Many people experience short-term bronchitis when they have a very bad cold.
Other people may have a different cause, but experience the same symptoms:
severe cough, raspy throat, difficulty breathing, and a need to cough up a
great deal of mucus from the lungs. In chronic bronchitis, this condition lasts
for months at a time, and each year it lasts longer.
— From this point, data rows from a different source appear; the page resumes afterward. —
PR #6662, opened 2026-02-09
Display disconnected icon before closing

rom1v:
When the connection to the device is lost while mirroring, the window closed immediately, suggesting scrcpy had crashed.

To make it clear that a disconnection occurred, display a disconnected icon for 2 seconds before closing the window.

The icon replaces the screen content immediately:

scrcpy_disconnected_small

On purpose, the last frame is immediately removed. For example, during a presentation, the device might inadvertently show some private content on screen, the user should be able to immediately disconnects the USB cable to remove the content.

---

I intentionally did not add an option to configure the timeout delay (it's hardcoded to 2 seconds), there are already a lot of options…

The implementation is a bit "ad hoc", but hey it works.

I replaced `SCRCPY_ICON_PATH` (which defined the unique scrcpy icon) with `SCRCPY_ICON_DIR` now that there are several icons.

---

I get the (temporary) disconnected icon from a free icons website (I can't remember where).

@varlesh As the author of the main icon (https://github.com/Genymobile/scrcpy/pull/1987#issuecomment-949684080), may I ask you to create an icon for this use case?

This is an "Android disconnection"
 - in normal mode, it's the adb socket (either over USB or wifi)
 - in OTG mode, it's the AOA connection (over USB)

so this is not specifically for USB or Wifi (and even less wall socket). If it needs to represent something physical, USB is probably fine though.


rom1v:
I fixed some issues and updated the icon.

The new icon is derived from [this one](https://uxwing.com/mobile-data-icon/).

I think it makes it clear that the communication with the device is lost:

scrcpy_disconnected_2_small

app/src/screen.c
```diff
@@ -903,6 +974,46 @@ sc_screen_handle_event(struct sc_screen *screen, const SDL_Event *event) {
...
 
+void
+sc_screen_handle_disconnection(struct sc_screen *screen) {
+    if (!screen->window_shown) {
+        // No window open, quit immediately
+        return;
+    }
+
+    SDL_Event event;
+    while (SDL_WaitEvent(&event)) {
```
anotheruserofgithub, line 1003: I think there is an issue here in case `sc_disconnect_start()` failed to initialize the mutex/cond/thread. I would add a check like this above the while-loop:
```c
    if (!screen->disconnect_started) {
        // If sc_disconnect_start() failed, quit immediately
        return;
    }
```

app/src/disconnect.c
```diff
@@ -0,0 +1,89 @@
...
+
+    if (d->deadline != SC_TICK_NONE) {
+        sc_mutex_lock(&d->mutex);
+        bool timed_out = false;
+        while (!d->interrupted && !timed_out) {
+            timed_out = !sc_cond_timedwait(&d->cond, &d->mutex, d->deadline);
+        }
+        sc_mutex_unlock(&d->mutex);
+
+        if (!d->interrupted) {
```
anotheruserofgithub: `d->interrupted` is guarded by the mutex in `sc_disconnect_interrupt()` thus I would copy its value while the mutex is still locked in order to avoid a data race:
```suggestion
        bool interrupted = d->interrupted;
        sc_mutex_unlock(&d->mutex);

        if (!interrupted) {
```

But maybe you can simply check `timed_out` here?
```suggestion
        sc_mutex_unlock(&d->mutex);

        if (timed_out) {
```

Even if both `d->interrupted` and  `timed_out` are true, which can happen when the user quits the app at the same moment the timeout expires, posting a superfluous `SC_EVENT_DISCONNECTED_TIMEOUT` event won't do any harm as `sc_screen_handle_disconnection()` will have already returned by `SDL_EVENT_QUIT`. Whichever of these two events happens first on the event queue will win, so there will be no extra logging. Am I missing a critical point?

app/src/disconnect.c
```diff
@@ -0,0 +1,89 @@
...
+    struct sc_disconnect *d = userdata;
+
+    SDL_Surface *icon = sc_icon_load(SC_ICON_FILENAME_DISCONNECTED);
+    if (icon) {
+        d->cbs->on_icon_loaded(d, icon, d->cbs_userdata);
+    } else {
+        LOGE("Could not load disconnected icon");
+    }
+
+    if (d->deadline != SC_TICK_NONE) {
```
anotheruserofgithub: I assume `SC_TICK_NONE` means immediate timeout, not infinite, right? So there is a missing `else` branch for the timeout callback:
```c
    if (d->deadline != SC_TICK_NONE) {
        ...
    } else {
        d->cbs->on_timeout(d, d->cbs_userdata);
    }
```

Otherwise `sc_screen_handle_disconnection()` would wait forever.

app/src/disconnect.c
```diff
@@ -0,0 +1,89 @@
...
+        bool timed_out = false;
+        while (!d->interrupted && !timed_out) {
+            timed_out = !sc_cond_timedwait(&d->cond, &d->mutex, d->deadline);
+        }
+        sc_mutex_unlock(&d->mutex);
+
+        if (!d->interrupted) {
+            d->cbs->on_timeout(d, d->cbs_userdata);
+        }
+    }
```
anotheruserofgithub: Then it should be possible to rearrange the code slightly such as to have a single occurrence of `d->cbs->on_timeout()`. Assuming my previous comments are correct, something along these lines perhaps:
```suggestion
    bool timed_out;

    if (d->deadline == SC_TICK_NONE) {
        timed_out = true;
    } else {
        timed_out = false;
        sc_mutex_lock(&d->mutex);
        while (!d->interrupted && !timed_out) {
            timed_out = !sc_cond_timedwait(&d->cond, &d->mutex, d->deadline);
        }
        sc_mutex_unlock(&d->mutex);
    }

    if (timed_out) {
        d->cbs->on_timeout(d, d->cbs_userdata);
    }
```

anotheruserofgithub (commented):
Hi, first I noticed a few possible issues.

app/src/disconnect.c
```diff
@@ -0,0 +1,89 @@
...
+    return 0;
+}
+
+bool
+sc_disconnect_start(struct sc_disconnect *d, sc_tick deadline,
+                    const struct sc_disconnect_callbacks *cbs,
+                    void *cbs_userdata) {
+    bool ok = sc_mutex_init(&d->mutex);
+    if (!ok) {
+        return false;
```
anotheruserofgithub, line 40: What would you think of treating `sc_mutex_init()` failure like `sc_cond_init()` failure with a `goto` statement?
```suggestion
        goto error_return;
```
And adding the `error_return` label before the final return of this function.

app/src/util/tick.h
```diff
@@ -6,6 +6,7 @@
 #include <stdint.h>
 
 typedef int64_t sc_tick;
+#define SC_TICK_NONE INT64_MIN
 #define PRItick PRIi64
 #define SC_TICK_FREQ 1000000 // microsecond
```
anotheruserofgithub, line 10: Would it look better by grouping both `SC_TICK_****` values?
```suggestion
typedef int64_t sc_tick;
#define PRItick PRIi64
#define SC_TICK_NONE INT64_MIN
#define SC_TICK_FREQ 1000000 // microsecond
```

anotheruserofgithub (commented):
Then some possible (debatable) improvements.

app/src/disconnect.c
rom1v: `SC_TICK_NONE` was intended to mean "no timeout" (keep the window open until the user closes).

But in the current version, it's not used, so I completely removed `SC_TICK_NONE`).

app/src/screen.c
rom1v: Thank you, done.

app/src/disconnect.c
rom1v: Ah yes, thank you, fixed :+1:

I prefer the first version (semantically, if we know the interruption already occurred, we don't want to call the callback), but in this case it's basically equivalent.

app/src/disconnect.c
rom1v: (not necessary since there is no `else` branch)

app/src/util/tick.h
rom1v: `SC_TICK_NONE` is removed.

app/src/disconnect.c
rom1v: I usually return directly for the first error, but both would be ok.

app/src/screen.c
```diff
@@ -903,6 +974,46 @@ sc_screen_handle_event(struct sc_screen *screen, const SDL_Event *event) {
...
+                LOGD("Closing after device disconnection");
+                goto end;
+            case SDL_EVENT_QUIT:
+                LOGD("User requested to quit");
+                goto end;
+        }
+    }
+
+end:
+    sc_screen_interrupt_disconnect(screen);
```
anotheruserofgithub:
```suggestion
            case SC_EVENT_DISCONNECTED_TIMEOUT:
                LOGD("Closing after device disconnection");
                return;
            case SDL_EVENT_QUIT:
                LOGD("User requested to quit");
                sc_screen_interrupt_disconnect(screen);
                return;
        }
    }
```

I think it's semantically wrong to mark the disconnection process as interrupted in case it was actually ended by a timeout. When the timeout expires, the thread will complete cleanly, there is no need for signaling.

Imagine you want to inspect the `screen`'s `disconnect` struct for debugging an abnormal closing of the app. Assume `SDL_EVENT_QUIT` never happens. When the timeout expires, the "scrcpy-dis" thread will push a `SC_EVENT_DISCONNECTED_TIMEOUT` event and terminate. Then this event triggers a call to `sc_disconnect_interrupt()`, which will mark `screen->disconnect.interrupted` as true even though the "scrcpy-dis" thread already terminated. From now on you could believe that this thread was interrupted in the middle of its `run()`, which is wrong, and you can't distinguish this case from an actual `SDL_EVENT_QUIT` anymore.

Of course you could also have a data race in the sense that both the timeout and the interruption would be triggered around the same time. In this case `screen->disconnect.interrupted` would be true even though the timeout already expired, but it wouldn't be semantically wrong since the user actually requested to quit. And if you really wanted to store the two states you could add `timed_out` in `struct sc_disconnect` alongside `interrupted`.

anotheruserofgithub (commented):
One last suggested improvement from my side.

app/src/screen.c
rom1v: Yes, that makes sense.

The purpose of `sc_screen_interrupt_disconnect()` is just to make sure the thread is not in a blocking call when it is joined, so I wanted to call it unconditionally when returning from `sc_screen_handle_disconnection()` (even when not necessary).

But indeed, since there are only two cases where the function returns, one of them where `sc_screen_interrupt_disconnect()` is unnecessary, we can simplify. I applied the change.

Thank you for your in-depth review.

rom1v:
When the disconnected icon is shown, we should still handle events (to leave fullscreen mode for example).

I will need to rework that before merging.

rom1v:
> I will need to rework that before merging.

Done. Ready to be merged.

(Please review and test if you can)

app/src/events.h
```diff
@@ -14,18 +14,20 @@ enum {
...
     SC_EVENT_TIME_LIMIT_REACHED,
     SC_EVENT_CONTROLLER_ERROR,
     SC_EVENT_AOA_OPEN_ERROR,
+    SC_EVENT_DISCONNECTED_ICON_LOADED,
+    SC_EVENT_DISCONNECTED_TIMEOUT,
 };
 
 bool
-sc_push_event_impl(uint32_t type, const char *name);
+sc_push_event_impl(uint32_t type, void* ptr, const char *name);
```
anotheruserofgithub: This is your convention in the `events` module:
```suggestion
sc_push_event_impl(uint32_t type, void *ptr, const char *name);
```

app/src/events.c
```diff
@@ -6,9 +6,13 @@
 #include "util/thread.h"
 
 bool
-sc_push_event_impl(uint32_t type, const char *name) {
-    SDL_Event event;
-    event.type = type;
+sc_push_event_impl(uint32_t type, void* ptr, const char *name) {
```
anotheruserofgithub:
```suggestion
sc_push_event_impl(uint32_t type, void *ptr, const char *name) {
```

app/src/screen.c
```diff
@@ -645,6 +660,17 @@ sc_screen_destroy(struct sc_screen *screen) {
     SDL_DestroyWindow(screen->window);
     sc_fps_counter_destroy(&screen->fps_counter);
     sc_frame_buffer_destroy(&screen->fb);
+
+    SDL_Event event;
+    int nevents = SDL_PeepEvents(&event, 1, SDL_GETEVENT,
+                                 SC_EVENT_DISCONNECTED_ICON_LOADED,
+                                 SC_EVENT_DISCONNECTED_ICON_LOADED);
+    if (nevents == 1) {
```
anotheruserofgithub, line 668: In `terminate_runnables_on_event_loop()` (`scrcpy.c`) you're doing it in a while-loop without temporary `nevents` variable, thus here even though it's an if-condition maybe `nevents` could be removed just for symmetry? But maybe it's just less readable after all.
```suggestion
    if (SDL_PeepEvents(&event, 1, SDL_GETEVENT,
                          SC_EVENT_DISCONNECTED_ICON_LOADED,
                          SC_EVENT_DISCONNECTED_ICON_LOADED) == 1) {
```

app/src/screen.c
```diff
@@ -915,6 +987,54 @@ sc_screen_handle_event(struct sc_screen *screen, const SDL_Event *event) {
...
+    }
+
+    SDL_Event event;
+    while (SDL_WaitEvent(&event)) {
+        switch (event.type) {
+            case SC_EVENT_DISCONNECTED_ICON_LOADED: {
+                SDL_Surface *icon_disconnected = event.user.data1;
+                assert(icon_disconnected);
+
+                bool ok = sc_texture_set_from_surface(&screen->tex, icon_disconnected);
```
anotheruserofgithub: I think this line goes beyond your line length limit, but I don't know where to cut it.
```suggestion
                bool ok =
                  sc_texture_set_from_surface(&screen->tex, icon_disconnected);
```

app/src/screen.c
```diff
@@ -915,6 +987,54 @@ sc_screen_handle_event(struct sc_screen *screen, const SDL_Event *event) {
...
+                    // not fatal
+                    LOGE("Could not set disconnected icon");
+                }
+
+                sc_icon_destroy(icon_disconnected);
+                break;
+            }
+            case SDL_EVENT_WINDOW_EXPOSED:
+                sc_screen_render(screen, true);
+                break;
```
anotheruserofgithub: What do you think about moving this case up at the top of the switch? Then you would have the two `DISCONNECTED` events one after the other.

anotheruserofgithub (commented):
Small details of style (just to nitpick).

anotheruserofgithub:
I still couldn't test for real, I'd need to buy a new phone… one day.

app/src/screen.c
rom1v: Sure :+1:

app/src/screen.c
rom1v: :+1:

app/src/screen.c
rom1v: I prefer the version with an explicit variable `nevents` (so that we immediately know what the result represents), than can be tested in an if-condition.

But in a while-condition, setting an explicit variable then testing it would not be as straightforward.

app/src/events.c
rom1v: Good catch. :+1:

Did you review "manually", or with some tool, to catch such mistakes?

app/src/events.h
rom1v: :+1:

app/src/events.c
anotheruserofgithub: Manually, though I looked at it multiple times without seeing it. Juste un coup de chance en l'occurrence.

app/src/screen.c
anotheruserofgithub: Agreed!

anotheruserofgithub:
I just noticed that since you renamed the icon in 8a4955ec57c92b0655f44c703310a45068e25d0e now the SVG image in `README.md` is broken (oops): https://github.com/Genymobile/scrcpy/blob/a4000a14879831bd61f935fccc5af896e3098dfb/README.md?plain=1#L7

rom1v:
@anotheruserofgithub Thank you, fixed: c2e1cf08848c8c8e640ed8c0c27eb12d53d0c773

rodrigofd:
> I replaced `SCRCPY_ICON_PATH` (which defined the unique scrcpy icon) with `SCRCPY_ICON_DIR` now that there are several icons.

Now that the `SCRCPY_ICON_PATH` env. var. is not used anymore; is there still a way to customize the main app icon when running a new instance?

rom1v:
> Now that the `SCRCPY_ICON_PATH` env. var. is not used anymore; is there still a way to customize the main app icon when running a new instance?

You can no longer cutomize a single icon. Instead, use `SCRCPY_ICON_DIR` to customize all the icons at once by passing a directory. If you want to change only one icon, copy all the others in that custom directory.

lbbboy:
3.3.4 This issue doesn't occur; however, if I position my phone vertically, this prompt appears and the app crashes. Also, with full-screen video, scrcpy automatically corrects the video orientation.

Chronic bronchitis often develops in people over age 40 who are or who used
to be moderate to heavy smokers. The total amount of smoking over a lifetime is
measured in "pack-years." (For example, 10 pack-years can mean a pack
a day for 10 years, or two packs a day for five years, or half a pack a day for
20 years.) Typically, people who develop chronic bronchitis have a smoking
history of over 10 pack-years.
Chronic bronchitis involves the bronchial tubes: the main airways that
branch into the lungs. In chronic bronchitis, they have been constantly
irritated by inhaled cigarette smoke, air pollution, or other harmful
substances.
When the bronchial tubes have been irritated for years, their walls thicken
or swell. They produce more mucus, so less air flows through. The mucus is
brought up by coughing, every day for months. The irritated airways become an
ideal breeding place for infections that can endanger the lungs.
Emphysema
Emphysema is one of two major lung diseases that underlie COPD. The other is
chronic bronchitis.
Emphysema is usually diagnosed in smokers or ex-smokers (usually 50 to 75
years of age) with shortness of breath both at rest and during physical
exertion. People with emphysema may cough, but their coughing isn't usually
severe and does not produce much mucus. Breathing, on the other hand, may be
hard.
Like chronic bronchitis, emphysema, in most cases, is believed to be the
result of long-term irritation or infection of the bronchial tubes. The
inflammation gradually blocks the airways.
In emphysema, this blockage traps air in the tiny air sacs found at the end
of the bronchial tubes. These air sacs (called alveoli) are where carbon
dioxide and other waste gases in the blood are exchanged for oxygen taken in by
the lungs from the air.
Eventually, the walls of these air sacs stretch out, become stiff instead of
elastic, and break down. The lungs themselves become larger and don't exchange
oxygen for carbon dioxide as well. In severe emphysema, even very simple
activities can bring on shortness of breath.
A small number of people with emphysema are born without a lung-protecting
enzyme called alpha1-antitrypsin. This makes them more likely to develop
emphysema at an earlier age.
Smoking, however, is the main problem for most patients with emphysema. It
must be stopped if the patient is to be helped.